SaaS Cost of Goods Sold (COGs)
Cost of Goods Sold (COGS) holds a unique level of importance when it comes to businesses that operate in the SaaS world. Despite being the foundation around which we balance key units of SaaS metrics, there is still no general rule about what is part of COGs. Generally Accepted Accounting Principles (GAAP) rules don’t exist. And that fact represents a problem for every SaaS business out there because COGS are truly crucial for overall profitability and valuation.
Perhaps the best way to define SaaS Cost of Goods Sold is that they are the expenses necessary to deliver the service to your customer. By product, we mean a software-enabled service that you promised to deliver during the onboarding process.
- COGS are expenses associated with the production and delivery of your products
What should you include and exclude in SaaS COGS?

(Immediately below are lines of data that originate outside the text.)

PR #2838, opened 2026-04-04
VarHandle multi-byte reads for ByteString lastIndexOf

pjfanning:
* Relates to #2150 (there is non SWAR PR too that may work out better)

## SWARUtil — extended VarHandle infrastructure
- Use `byteArrayViewVarHandle` instances for `short` (BE+LE), `int` (BE+LE), `long` (LE)
- Added `getLastIndex(word)` — finds rightmost byte match in SWAR result using `numberOfTrailingZeros`

## ByteString
- Use SWARUtil for multi byte processing

Significant improvement in benchmark.
```
With Changes
[info] Benchmark                                                              Mode  Cnt          Score           Error  Units
[info] ByteString_lastIndexOf_Benchmark.bs1_lastIndexOf                      thrpt    3  107880125.372 ± 247014962.175  ops/s
[info] ByteString_lastIndexOf_Benchmark.bs1_lastIndexOf_byte                 thrpt    3   88478677.724 ± 181685386.699  ops/s
[info] ByteString_lastIndexOf_Benchmark.bss_lastIndexOf_best_case            thrpt    3   58313896.505 ± 806477112.611  ops/s
[info] ByteString_lastIndexOf_Benchmark.bss_lastIndexOf_far_index_case       thrpt    3   17472854.418 ±  94251978.262  ops/s
[info] ByteString_lastIndexOf_Benchmark.bss_lastIndexOf_far_index_case_byte  thrpt    3   19332603.332 ±   2245521.678  ops/s
[info] ByteString_lastIndexOf_Benchmark.bss_lastIndexOf_worst_case           thrpt    3   20053173.893 ±   2385070.269  ops/s

Without Changes
[info] Benchmark                                                              Mode  Cnt          Score          Error  Units
[info] ByteString_lastIndexOf_Benchmark.bs1_lastIndexOf                      thrpt    3   33298670.109 ± 63631788.200  ops/s
[info] ByteString_lastIndexOf_Benchmark.bs1_lastIndexOf_byte                 thrpt    3   27021365.677 ±  5557597.483  ops/s
[info] ByteString_lastIndexOf_Benchmark.bss_lastIndexOf_best_case            thrpt    3   34686168.040 ±  7080975.674  ops/s
[info] ByteString_lastIndexOf_Benchmark.bss_lastIndexOf_far_index_case       thrpt    3     635863.919 ±    69057.413  ops/s
[info] ByteString_lastIndexOf_Benchmark.bss_lastIndexOf_far_index_case_byte  thrpt    3     597510.828 ±    29481.618  ops/s
[info] ByteString_lastIndexOf_Benchmark.bss_lastIndexOf_worst_case           thrpt    3    2125744.038 ±   196176.723  ops/s
```

### DIFF
--- a/actor-tests/src/test/scala/org/apache/pekko/util/ByteStringSpec.scala
+++ b/actor-tests/src/test/scala/org/apache/pekko/util/ByteStringSpec.scala
@@ -405,6 +405,56 @@ class ByteStringSpec extends AnyWordSpec with Matchers with Checkers {
       ByteString1.fromString("0123456789").take(3).drop(1) should ===(ByteString("12"))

Even though we don’t have consensus on costs, the COGs there are some basic costs that you should include in it. So, what are COGS for SaaS:
- Hosting and monitoring costs
- Customer support costs
- Training personnel costs
- Costs of subscription
- Account management costs
It’s easier to understand what’s in and out of the SaaS COGS equation once you put things to the most basic level, meaning you should cross-check every expense related to your COGS. Look at every single one of them and see if they are absolutely necessary in order for you to deliver what was promised. If it turns out that indeed it is necessary you should leave it in there and, vice versa. Unnecessary expenses should be left out of the COGS equation so that you reduce your costs.
Here are some costs that you should exclude from COGS:
- Third-party software
- Overhead costs and charges
- Sales commissions
- Product development costs
- Customer success costs
Now that you know what should and shouldn’t be included in the GOSP equation, it’s time to look at how we calculate GOSP and what are the benefits of it for SaaS companies.
Purchases for initial inventories and purchases during the period of production add to the cumulative cost of GOSP. The formula looks like this:
- COGS = initial inventory + additional production expenses – ending inventory
We already mention that the cost of goods sold for SaaS represents the basis from which we balance some key components of SaaS. Well, this is particularly true when it comes to the calculation of your company’s gross profit margin. Without a clear picture of your gross margin, you will be having a hard time managing your money. Without a COGS it’s not possible to know gross margin and without gross margin, we are not able to know how efficient your business is running.
Once you calculate your COGS, you can do the same for gross profit margin by implementing this formula:
- Gross Margin = (Revenue – COGS) / Revenue
As a general rule of thumb, you should have a COGS around 10-20% of your revenue, while your gross margin should be roughly equivalent to 80-90%. Knowledge of this matter will allow you to be more effective and to understand better the limits of your business.